Issue #2216, opened 2025-09-05
expose PSC sequencer's understanding of rectifier states to the management network


hawkw:
#2214 adds code to the `psc_seq` task for generating ereports when a rectifier's presence or POWER_GOOD states change. Ereports represent edge-triggered notifications of an event. As discussed in RFD 589, we must also provide [health endpoints](https://rfd.shared.oxide.computer/rfd/0589#_health_endpoints) that expose the same component health information in a manner that the control plane can poll. This is necessary in the event that an ereport is lost, either due to a SP reset or a full ereport buffer in the SP. If either of those conditions are detected by the control plane, it will poll the health of the SP's components to determine whether there may be a fault (or state change, more broadly) for which an ereport may have been lost.

Currently, we do expose presence information for rectifiers over the `control-plane-agent` inventory interface. Presence is detected by the `validate` task by reading the rectifier's model number over I2C, and returning an error if that doesn't work:

https://github.com/oxidecomputer/hubris/blob/b50c3c74e55cf14bc22fb1ef1350844952d1bd9e/drv/i2c-devices/src/mwocp68.rs#L764-L770

This is different from the PSC sequencer's understanding of presence, which is detected by reading the rectifier presence GPIO pins. In most cases, though, this should be more or less in line.

What _isn't_ currently known to `control-plane-agent` is whether the rectifier is healthy or has faulted, and whether the `psc_seq` task has enabled or disabled the rectifier. The sequencer determines if a rectifier is faulted based on whether or not `POWER_GOOD` is asserted, and enables and disables rectifiers by toggling GPIOs. The `validate` task could potentially read PMBus status registers to determine if the rectifier is faulted (and we may want to do that anyway to expose PMBus status information to the control plane). However, this is a different mechanism from the `psc_seq` task's understanding of faults, and it's the sequencer that actually controls whether a rectifier is turned on or not. Therefore, I think it might be better if we treat the sequencer as an authoritative source for this and just ask it whether it believes a rectifier is okay or not. 

However, this might be a bit tricky to wire into the existing control-plane-agent inventory interface, which basically expects all devices are accessed through `validate`. We could probably special-case the PSUs by putting them in `control-plane-agent`'s "devices with static validation" list, but presently, that would mean _always_ treating them as present, which is actually _worse_. What we really need is a way to tell control plane agent that "this thing needs special validation behavior".

PR #2617, opened 2026-07-29
Remove silent fallback behavior from i2c codegen

### LINKED ISSUE #2616: Rectifiers may be included in inventory even when not valid
When the SP reports the inventory of devices to the control plane, it includes rectifiers that are "valid". The validation process was meant to be "check that we can read the expected model number over pmbus". However, because of a bug introduced in https://github.com/oxidecomputer/hubris/pull/2549, the actual validation process is now "check that an i2c device exists at this address and ACKs some arbitrary read". This doesn't cause a problem during normal operation, but it means that the validation is less strict than we would like. 

The problem is that when the [i2c codegen](https://github.com/oxidecomputer/hubris/blob/4fed8c5dbcc6fe9cc4bf2d6bc566708f12c4d5a3/build/i2c/src/lib.rs#L1242-L1306) needs a `validate()` function for a device named `foo`, it searches for an appropriate driver by looking for a file with the exact path `src/foo.rs` in the `drv-i2c-devices` crate. If it finds that file, it calls the driver's handwritten, device-specific `validate()` function. If it doesn't, it silently generates a fallback `validate()` function that just checks if a read is ACKed.

The problem with https://github.com/oxidecomputer/hubris/pull/2549 was that it moved `src/mwocp68.rs` to `src/mwocp6x/mwocp68.rs` so that it could share code with the Observer's new mwocp67 rectifier. This meant the codegen couldn't find the driver anymore and started using the fallback instead.

We should check if any devices are actually intentionally using the fallback. If not, we could just delete that code path and fail to build if the driver is not found. If we do need the fallback, it should become opt-in through the device config in the manifest.

Note that we are planning to make big changes to how rectifier inventory and validation work in https://github.com/oxidecomputer/hubris/issues/2216, but we should still fix this smaller bug first.

evan-oxide:
This closes https://github.com/oxidecomputer/hubris/issues/2616.

### DIFF
--- a/app/cosmo/base.toml
+++ b/app/cosmo/base.toml
@@ -477,6 +477,7 @@ address = 0x70
 device = "oximux16"
 description = "Front FPGA virtual mux"
 refdes = ["U31"]
+validate-with-raw-read = true
 
 # Welcome to the sharkfin zone
 # SMBUS_FPGA2_TO_CEMA
@@ -902,6 +903,7 @@ address = 0x70
 device = "oximux16"
 description = "Main FPGA virtual mux"
 refdes = ["U27", "MUX"]
+validate-with-raw-read = true
 
 # SMBUS_FPGA1_TO_M2A
 [[config.i2c.devices]]
--- a/app/cosmo/base.toml
+++ b/app/cosmo/base.toml
@@ -477,6 +477,8 @@ address = 0x70
 device = "oximux16"
 description = "Front FPGA virtual mux"
 refdes = ["U31"]
+# TODO Audit i2c devices using validate-with-raw-read.
+# https://github.com/oxidecomputer/hubris/issues/2629
 validate-with-raw-read = true
 
 # Welcome to the sharkfin zone
@@ -903,6 +905,8 @@ address = 0x70
 device = "oximux16"
 description = "Main FPGA virtual mux"
 refdes = ["U27", "MUX"]
+# TODO Audit i2c devices using validate-with-raw-read.
+# https://github.com/oxidecomputer/hubris/issues/2629
 validate-with-raw-read = true
 
 # SMBUS_FPGA1_TO_M2A
--- a/build/i2c/src/lib.rs
+++ b/build/i2c/src/lib.rs
@@ -108,6 +108,15 @@ struct I2cDevice {
     /// device is removable
     #[serde(default)]
     removable: bool,
+
+    /// We typically expect that each device will have a driver in
+    /// `drv-i2c-devices` that implements the `Validate` trait, doing some
+    /// device-specific validation (like checking the model number via PMBus).
+    /// If there is no driver, then codegen will fail - _unless_ you set this to
+    /// true to opt in to a generic, fallback implementation of `Validate` that
+    /// just checks whether the device ACKs a PMBus read.
+    #[serde(default)]
+    validate_with_raw_read: bool,
 }
 
 impl I2cDevice {
@@ -1217,6 +1226,9 @@ impl ConfigGenerator {
         // breaking -- with apologies, dear reader, if that's what brings you
         // here!
         //
+        // Apology accepted. Perhaps this should be completely redesigned, but
+        // I've at least made it so the build will now fail with a helpful error
+        // message if the device driver isn't found.
         use cargo_metadata::MetadataCommand;
 
         let metadata = MetadataCommand::new()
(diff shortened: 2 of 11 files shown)


build/i2c/src/lib.rs
```diff
@@ -108,6 +108,15 @@ struct I2cDevice {
...
     removable: bool,
+
+    /// We typically expect that each device will have a driver in
+    /// `drv-i2c-devices` that implements the `Validate` trait, doing some
+    /// device-specific validation (like checking the model number via PMBus).
+    /// If there is no driver, then codegen will fail - _unless_ you set this to
+    /// true to opt in to a generic, fallback implementation of `Validate` that
+    /// just checks whether the device ACKs a PMBus read.
+    #[serde(default)]
+    validate_with_raw_read: bool,
```
jamesmunns, line 123: It might be worth documenting what "raw read" does. I *think* this does a zero-sized-read address check, but I'm not sure based on the docs added here.

app/cosmo/base.toml
```diff
@@ -477,6 +477,7 @@ address = 0x70
 device = "oximux16"
 description = "Front FPGA virtual mux"
 refdes = ["U31"]
+validate-with-raw-read = true
```
jamesmunns, line 482: It *might* be worth documenting for each of the `validate-with-raw-read = true` examples *why* this is acceptable, and/or opening a follow-on issue to review whether each of these are appropriate.

I'm guessing we won't prioritize that now-ish, so it would be good to leave breadcrumbs to know what the scope of the effort is to improve this for future us.

It might be worth cross-linking that issue to https://github.com/oxidecomputer/hubris/issues/2216 which might resolve some of this (though I'm not sure about that).

evan-oxide: Added breadcrumbs

jamesmunns: Perfect, thank you!

jamesmunns (approved):

build/i2c/src/lib.rs
evan-oxide: Added some more details to that comment

build/i2c/src/lib.rs
```diff
@@ -1217,6 +1230,9 @@ impl ConfigGenerator {
         // breaking -- with apologies, dear reader, if that's what brings you
         // here!
         //
+        // Apology accepted. Perhaps this should be completely redesigned, but
+        // I've at least made it so the build will now fail with a helpful error
+        // message if the device driver isn't found.
```
hawkw, line 1235: lol, humor truly is an oxide value.

build/i2c/src/lib.rs
```diff
@@ -108,6 +108,19 @@ struct I2cDevice {
...
+    /// `drv-i2c-devices` that implements the `Validate` trait, doing some
+    /// device-specific validation (like checking the model number via PMBus).
+    /// If there is no driver, then codegen will fail - _unless_ you set this to
+    /// true to opt in to a generic, fallback implementation of `Validate` that
+    /// just checks whether the device ACKs a single-byte i2c read (with no
+    /// write beforehand). This is meant to detect whether the device is
+    /// present. However, not all devices react to such a read in the same way,
+    /// so this fallback implementation may be incorrect or cause unwanted side
+    /// effects on some devices.
+    #[serde(default)]
```
hawkw, line 122: i briefly panicked about the `#[serde(default)]` enabling this behavior for everything but then i remembered that `bool::default()` is `false`, so this seems correct. disregard me, i am stupid.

++++++++

* [TASK BRIEF]:
Look over the records above and say, with no extra words, how many lines include "documenting".

* [EXPECTED ANSWER]:
2